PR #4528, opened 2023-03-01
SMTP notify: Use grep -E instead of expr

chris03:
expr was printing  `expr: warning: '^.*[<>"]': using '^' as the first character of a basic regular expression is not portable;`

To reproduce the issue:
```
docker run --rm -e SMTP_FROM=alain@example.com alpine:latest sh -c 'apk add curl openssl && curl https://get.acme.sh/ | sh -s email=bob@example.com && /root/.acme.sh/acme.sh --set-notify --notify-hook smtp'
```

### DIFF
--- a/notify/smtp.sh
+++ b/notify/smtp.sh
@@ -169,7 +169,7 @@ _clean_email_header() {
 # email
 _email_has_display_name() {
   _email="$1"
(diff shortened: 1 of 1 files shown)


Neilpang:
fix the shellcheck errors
■ ■ ■ ■
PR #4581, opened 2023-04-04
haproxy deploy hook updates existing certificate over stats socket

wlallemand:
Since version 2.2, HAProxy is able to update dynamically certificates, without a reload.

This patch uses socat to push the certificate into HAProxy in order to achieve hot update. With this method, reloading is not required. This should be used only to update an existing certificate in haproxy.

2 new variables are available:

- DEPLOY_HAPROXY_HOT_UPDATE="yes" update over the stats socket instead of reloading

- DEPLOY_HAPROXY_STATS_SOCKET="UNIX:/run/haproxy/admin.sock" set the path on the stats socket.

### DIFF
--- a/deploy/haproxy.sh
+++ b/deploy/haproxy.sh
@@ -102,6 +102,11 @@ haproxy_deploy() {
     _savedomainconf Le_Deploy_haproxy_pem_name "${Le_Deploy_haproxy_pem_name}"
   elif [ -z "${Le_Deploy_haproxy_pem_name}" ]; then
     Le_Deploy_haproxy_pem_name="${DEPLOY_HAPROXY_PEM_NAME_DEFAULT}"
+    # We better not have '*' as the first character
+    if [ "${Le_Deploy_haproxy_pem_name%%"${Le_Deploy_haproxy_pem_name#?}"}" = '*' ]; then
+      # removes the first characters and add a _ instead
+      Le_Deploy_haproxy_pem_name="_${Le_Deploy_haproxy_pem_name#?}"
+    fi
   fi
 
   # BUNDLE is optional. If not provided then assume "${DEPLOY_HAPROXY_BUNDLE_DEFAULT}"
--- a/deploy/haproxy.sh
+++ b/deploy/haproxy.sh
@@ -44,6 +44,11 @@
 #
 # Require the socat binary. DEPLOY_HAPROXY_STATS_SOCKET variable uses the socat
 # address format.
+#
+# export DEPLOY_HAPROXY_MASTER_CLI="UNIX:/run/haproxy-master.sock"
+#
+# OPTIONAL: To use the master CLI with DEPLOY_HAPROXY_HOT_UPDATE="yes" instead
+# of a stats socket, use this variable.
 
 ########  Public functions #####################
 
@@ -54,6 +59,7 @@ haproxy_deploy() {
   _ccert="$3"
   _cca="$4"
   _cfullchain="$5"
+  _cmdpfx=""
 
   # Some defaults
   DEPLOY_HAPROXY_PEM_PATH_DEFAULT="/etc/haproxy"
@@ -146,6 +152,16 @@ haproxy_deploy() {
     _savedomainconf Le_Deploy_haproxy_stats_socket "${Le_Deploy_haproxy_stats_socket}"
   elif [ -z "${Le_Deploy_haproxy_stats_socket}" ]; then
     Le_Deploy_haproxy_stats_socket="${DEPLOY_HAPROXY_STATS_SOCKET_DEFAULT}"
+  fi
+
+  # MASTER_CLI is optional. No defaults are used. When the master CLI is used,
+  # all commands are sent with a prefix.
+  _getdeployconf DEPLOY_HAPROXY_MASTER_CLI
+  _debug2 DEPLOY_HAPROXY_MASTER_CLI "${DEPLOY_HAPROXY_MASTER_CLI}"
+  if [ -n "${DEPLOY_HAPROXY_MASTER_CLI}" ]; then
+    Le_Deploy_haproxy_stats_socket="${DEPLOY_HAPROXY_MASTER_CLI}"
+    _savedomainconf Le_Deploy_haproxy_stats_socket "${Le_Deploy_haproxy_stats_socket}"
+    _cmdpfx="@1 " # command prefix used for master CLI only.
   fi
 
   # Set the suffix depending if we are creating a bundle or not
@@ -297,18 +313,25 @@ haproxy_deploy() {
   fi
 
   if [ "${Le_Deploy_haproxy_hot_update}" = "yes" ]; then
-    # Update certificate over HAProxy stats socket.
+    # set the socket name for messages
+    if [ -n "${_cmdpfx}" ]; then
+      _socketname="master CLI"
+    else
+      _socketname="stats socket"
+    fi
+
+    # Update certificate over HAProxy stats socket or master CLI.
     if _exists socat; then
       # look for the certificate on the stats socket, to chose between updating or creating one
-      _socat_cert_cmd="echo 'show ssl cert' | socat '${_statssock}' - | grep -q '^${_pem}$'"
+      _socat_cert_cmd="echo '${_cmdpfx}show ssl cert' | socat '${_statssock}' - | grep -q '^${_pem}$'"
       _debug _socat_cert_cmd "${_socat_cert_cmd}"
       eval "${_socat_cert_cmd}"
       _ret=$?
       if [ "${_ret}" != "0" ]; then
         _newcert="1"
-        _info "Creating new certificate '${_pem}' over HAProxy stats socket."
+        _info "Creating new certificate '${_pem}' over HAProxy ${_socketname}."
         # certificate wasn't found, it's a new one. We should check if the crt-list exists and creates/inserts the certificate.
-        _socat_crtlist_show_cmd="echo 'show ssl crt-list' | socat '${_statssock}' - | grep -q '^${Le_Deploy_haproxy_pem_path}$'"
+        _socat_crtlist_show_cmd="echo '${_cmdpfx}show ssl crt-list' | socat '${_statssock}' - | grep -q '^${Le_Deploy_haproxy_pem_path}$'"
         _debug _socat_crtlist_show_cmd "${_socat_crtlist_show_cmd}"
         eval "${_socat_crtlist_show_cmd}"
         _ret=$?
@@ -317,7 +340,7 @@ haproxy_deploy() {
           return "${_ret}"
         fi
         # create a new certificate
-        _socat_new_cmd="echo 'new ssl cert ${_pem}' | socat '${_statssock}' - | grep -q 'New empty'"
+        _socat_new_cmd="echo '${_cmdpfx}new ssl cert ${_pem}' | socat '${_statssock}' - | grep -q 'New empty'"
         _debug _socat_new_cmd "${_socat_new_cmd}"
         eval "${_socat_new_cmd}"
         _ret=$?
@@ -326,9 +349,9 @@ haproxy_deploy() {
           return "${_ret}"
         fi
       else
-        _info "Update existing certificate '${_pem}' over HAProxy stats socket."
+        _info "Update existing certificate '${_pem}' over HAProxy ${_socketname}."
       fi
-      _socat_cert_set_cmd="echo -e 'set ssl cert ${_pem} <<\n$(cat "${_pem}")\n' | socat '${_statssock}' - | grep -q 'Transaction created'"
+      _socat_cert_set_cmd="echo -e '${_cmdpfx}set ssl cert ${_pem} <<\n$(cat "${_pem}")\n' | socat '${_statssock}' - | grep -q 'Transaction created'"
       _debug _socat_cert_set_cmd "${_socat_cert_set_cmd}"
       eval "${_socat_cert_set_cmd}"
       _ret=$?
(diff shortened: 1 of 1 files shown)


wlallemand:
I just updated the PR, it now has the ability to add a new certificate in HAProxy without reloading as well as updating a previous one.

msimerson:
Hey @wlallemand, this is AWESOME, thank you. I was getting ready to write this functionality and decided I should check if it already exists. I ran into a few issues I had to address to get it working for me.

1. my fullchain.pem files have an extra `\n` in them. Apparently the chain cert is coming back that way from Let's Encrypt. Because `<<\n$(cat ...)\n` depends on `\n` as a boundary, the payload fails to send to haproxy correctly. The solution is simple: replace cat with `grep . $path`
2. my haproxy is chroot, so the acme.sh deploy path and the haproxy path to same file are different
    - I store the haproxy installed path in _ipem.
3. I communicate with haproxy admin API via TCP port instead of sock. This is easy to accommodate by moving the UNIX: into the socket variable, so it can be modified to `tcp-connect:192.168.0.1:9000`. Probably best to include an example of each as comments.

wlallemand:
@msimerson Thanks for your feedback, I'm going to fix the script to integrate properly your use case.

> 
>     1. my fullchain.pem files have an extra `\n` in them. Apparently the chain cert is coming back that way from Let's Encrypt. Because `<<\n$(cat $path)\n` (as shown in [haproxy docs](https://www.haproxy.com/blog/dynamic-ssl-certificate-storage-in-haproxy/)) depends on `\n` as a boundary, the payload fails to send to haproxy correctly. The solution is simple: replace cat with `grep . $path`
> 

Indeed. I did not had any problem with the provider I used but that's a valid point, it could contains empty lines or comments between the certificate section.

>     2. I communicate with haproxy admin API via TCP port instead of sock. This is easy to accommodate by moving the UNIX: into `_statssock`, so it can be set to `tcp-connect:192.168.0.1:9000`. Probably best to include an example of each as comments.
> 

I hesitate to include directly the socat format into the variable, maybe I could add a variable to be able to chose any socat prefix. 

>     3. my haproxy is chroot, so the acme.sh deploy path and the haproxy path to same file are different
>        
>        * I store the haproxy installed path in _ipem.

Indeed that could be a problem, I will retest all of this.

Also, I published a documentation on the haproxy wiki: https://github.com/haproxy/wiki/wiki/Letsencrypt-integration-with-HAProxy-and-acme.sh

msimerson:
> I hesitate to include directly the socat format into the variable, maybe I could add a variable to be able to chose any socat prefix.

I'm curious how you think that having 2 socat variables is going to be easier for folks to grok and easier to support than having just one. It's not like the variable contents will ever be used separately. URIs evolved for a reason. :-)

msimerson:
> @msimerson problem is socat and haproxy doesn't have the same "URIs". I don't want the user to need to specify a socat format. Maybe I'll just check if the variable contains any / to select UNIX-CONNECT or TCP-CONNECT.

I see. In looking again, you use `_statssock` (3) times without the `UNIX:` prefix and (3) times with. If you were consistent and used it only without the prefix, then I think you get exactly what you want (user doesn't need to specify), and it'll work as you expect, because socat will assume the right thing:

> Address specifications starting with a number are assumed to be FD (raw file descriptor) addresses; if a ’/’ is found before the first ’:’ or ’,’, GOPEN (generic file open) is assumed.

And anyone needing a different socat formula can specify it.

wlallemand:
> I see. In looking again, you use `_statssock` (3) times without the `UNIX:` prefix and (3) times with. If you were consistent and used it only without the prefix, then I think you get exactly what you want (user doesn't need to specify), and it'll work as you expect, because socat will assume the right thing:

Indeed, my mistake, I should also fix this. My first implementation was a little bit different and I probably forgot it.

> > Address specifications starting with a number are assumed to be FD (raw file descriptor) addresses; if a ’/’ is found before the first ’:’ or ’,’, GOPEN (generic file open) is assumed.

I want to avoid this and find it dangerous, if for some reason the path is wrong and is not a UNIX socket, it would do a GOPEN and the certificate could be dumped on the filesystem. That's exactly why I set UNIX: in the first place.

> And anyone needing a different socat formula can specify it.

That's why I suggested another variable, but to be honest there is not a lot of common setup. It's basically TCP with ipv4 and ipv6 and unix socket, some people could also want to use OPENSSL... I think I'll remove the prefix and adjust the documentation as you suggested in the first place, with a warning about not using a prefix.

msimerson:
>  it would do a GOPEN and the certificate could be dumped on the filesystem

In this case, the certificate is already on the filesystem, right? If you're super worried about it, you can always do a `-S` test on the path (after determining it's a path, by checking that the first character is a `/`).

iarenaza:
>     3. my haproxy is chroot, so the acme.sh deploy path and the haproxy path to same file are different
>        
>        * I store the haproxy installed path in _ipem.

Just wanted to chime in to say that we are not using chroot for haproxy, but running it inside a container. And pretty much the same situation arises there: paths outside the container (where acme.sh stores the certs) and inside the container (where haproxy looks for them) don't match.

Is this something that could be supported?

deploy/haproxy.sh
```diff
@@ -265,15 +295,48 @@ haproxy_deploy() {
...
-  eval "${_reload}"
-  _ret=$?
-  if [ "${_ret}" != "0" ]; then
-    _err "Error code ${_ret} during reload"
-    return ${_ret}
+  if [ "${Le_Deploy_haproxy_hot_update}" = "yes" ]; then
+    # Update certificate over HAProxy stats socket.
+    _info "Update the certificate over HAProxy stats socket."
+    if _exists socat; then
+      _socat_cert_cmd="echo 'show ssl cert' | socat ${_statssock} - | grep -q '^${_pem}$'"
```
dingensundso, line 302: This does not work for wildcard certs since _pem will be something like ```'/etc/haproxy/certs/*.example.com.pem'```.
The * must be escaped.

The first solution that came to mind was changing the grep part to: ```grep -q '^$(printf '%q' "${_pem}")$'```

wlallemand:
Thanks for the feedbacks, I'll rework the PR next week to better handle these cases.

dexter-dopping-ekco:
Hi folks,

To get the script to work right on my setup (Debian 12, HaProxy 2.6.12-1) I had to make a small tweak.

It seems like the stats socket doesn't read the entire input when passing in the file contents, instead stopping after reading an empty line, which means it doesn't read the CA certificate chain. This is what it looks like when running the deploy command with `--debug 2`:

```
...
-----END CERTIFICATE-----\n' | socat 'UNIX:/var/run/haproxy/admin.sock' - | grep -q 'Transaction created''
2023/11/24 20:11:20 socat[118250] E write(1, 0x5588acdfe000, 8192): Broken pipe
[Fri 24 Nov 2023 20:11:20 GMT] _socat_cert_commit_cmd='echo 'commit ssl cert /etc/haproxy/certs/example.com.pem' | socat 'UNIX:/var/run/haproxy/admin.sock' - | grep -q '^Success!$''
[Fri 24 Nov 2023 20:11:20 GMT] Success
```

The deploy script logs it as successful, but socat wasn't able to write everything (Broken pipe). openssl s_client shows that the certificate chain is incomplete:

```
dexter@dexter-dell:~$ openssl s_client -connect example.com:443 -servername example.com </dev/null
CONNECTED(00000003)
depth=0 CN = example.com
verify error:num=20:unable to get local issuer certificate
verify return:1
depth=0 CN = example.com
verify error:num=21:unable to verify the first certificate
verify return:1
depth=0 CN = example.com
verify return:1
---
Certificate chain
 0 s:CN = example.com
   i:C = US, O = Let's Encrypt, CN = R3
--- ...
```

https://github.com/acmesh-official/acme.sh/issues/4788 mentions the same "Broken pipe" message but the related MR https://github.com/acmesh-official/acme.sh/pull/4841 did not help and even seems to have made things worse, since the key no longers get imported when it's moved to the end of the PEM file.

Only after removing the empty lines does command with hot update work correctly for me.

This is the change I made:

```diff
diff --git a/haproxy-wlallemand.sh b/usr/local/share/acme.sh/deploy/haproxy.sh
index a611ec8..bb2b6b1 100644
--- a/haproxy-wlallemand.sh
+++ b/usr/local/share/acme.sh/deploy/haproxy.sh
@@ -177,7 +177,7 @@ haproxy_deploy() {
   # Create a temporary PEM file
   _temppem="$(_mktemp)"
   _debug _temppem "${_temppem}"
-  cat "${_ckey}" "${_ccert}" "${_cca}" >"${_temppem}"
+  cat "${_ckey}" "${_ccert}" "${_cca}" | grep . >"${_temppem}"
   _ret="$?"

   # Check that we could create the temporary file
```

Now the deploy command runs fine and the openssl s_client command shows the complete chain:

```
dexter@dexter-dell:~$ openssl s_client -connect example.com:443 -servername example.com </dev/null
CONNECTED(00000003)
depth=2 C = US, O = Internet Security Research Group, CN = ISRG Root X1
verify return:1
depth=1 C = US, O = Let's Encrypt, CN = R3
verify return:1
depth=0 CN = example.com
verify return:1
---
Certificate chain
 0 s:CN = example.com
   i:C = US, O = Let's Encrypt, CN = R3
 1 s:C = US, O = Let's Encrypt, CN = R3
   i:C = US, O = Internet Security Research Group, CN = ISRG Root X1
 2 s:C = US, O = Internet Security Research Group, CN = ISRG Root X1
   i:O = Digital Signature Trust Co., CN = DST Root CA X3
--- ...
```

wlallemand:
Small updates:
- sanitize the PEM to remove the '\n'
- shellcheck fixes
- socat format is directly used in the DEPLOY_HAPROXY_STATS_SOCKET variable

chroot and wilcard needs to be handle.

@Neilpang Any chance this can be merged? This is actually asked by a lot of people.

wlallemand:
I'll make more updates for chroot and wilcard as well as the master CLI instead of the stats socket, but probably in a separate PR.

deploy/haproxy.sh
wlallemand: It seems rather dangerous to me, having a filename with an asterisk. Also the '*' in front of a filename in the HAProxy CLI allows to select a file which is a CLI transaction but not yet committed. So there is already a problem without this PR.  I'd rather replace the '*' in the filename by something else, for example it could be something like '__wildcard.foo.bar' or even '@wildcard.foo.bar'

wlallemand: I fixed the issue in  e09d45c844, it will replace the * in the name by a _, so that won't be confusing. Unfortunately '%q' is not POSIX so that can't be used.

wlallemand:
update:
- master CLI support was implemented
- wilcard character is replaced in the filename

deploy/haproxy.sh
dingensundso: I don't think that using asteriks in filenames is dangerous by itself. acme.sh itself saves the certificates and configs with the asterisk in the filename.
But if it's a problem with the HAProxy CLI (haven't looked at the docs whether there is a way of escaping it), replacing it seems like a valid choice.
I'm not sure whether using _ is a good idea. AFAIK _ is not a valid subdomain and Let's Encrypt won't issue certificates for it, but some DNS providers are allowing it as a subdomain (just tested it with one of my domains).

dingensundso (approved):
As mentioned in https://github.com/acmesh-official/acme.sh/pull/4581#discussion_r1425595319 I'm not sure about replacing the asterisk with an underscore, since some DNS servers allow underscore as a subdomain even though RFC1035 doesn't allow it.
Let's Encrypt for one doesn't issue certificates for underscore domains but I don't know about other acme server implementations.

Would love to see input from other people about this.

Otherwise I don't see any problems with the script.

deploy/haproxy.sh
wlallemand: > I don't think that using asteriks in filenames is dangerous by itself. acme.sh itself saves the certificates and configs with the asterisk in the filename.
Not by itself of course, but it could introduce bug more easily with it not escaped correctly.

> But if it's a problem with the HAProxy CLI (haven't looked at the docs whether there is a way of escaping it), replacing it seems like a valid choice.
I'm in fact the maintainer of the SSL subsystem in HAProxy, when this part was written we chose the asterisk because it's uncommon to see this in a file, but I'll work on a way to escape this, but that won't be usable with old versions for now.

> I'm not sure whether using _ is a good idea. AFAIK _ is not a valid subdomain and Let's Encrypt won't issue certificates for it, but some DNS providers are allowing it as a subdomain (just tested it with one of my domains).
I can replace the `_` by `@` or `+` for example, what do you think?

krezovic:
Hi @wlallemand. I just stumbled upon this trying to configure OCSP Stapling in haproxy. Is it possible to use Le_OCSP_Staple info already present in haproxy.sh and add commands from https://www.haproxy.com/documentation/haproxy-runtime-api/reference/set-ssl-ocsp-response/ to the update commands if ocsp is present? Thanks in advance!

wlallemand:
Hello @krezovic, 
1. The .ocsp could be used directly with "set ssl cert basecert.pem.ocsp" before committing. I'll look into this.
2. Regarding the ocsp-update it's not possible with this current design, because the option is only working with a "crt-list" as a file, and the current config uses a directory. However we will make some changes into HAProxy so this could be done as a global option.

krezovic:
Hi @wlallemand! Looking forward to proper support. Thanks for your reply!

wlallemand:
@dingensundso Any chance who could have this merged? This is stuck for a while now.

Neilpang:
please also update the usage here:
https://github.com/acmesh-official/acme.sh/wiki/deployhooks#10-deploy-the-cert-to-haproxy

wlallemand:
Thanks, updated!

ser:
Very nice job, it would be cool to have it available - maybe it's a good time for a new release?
■ ■ ■ ■
### AIM OF THE EXERCISE
Among the records above, only the lines between the line holding "To reproduce the" and the line holding "fix the shellcheck errors", inclusive, are to be output, exactly as written.

### SOLUTION FOR THIS EXERCISE
To reproduce the issue:
```
docker run --rm -e SMTP_FROM=alain@example.com alpine:latest sh -c 'apk add curl openssl && curl https://get.acme.sh/ | sh -s email=bob@example.com && /root/.acme.sh/acme.sh --set-notify --notify-hook smtp'
```

### DIFF
--- a/notify/smtp.sh
+++ b/notify/smtp.sh
@@ -169,7 +169,7 @@ _clean_email_header() {
 # email
 _email_has_display_name() {
   _email="$1"
(diff shortened: 1 of 1 files shown)


Neilpang:
fix the shellcheck errors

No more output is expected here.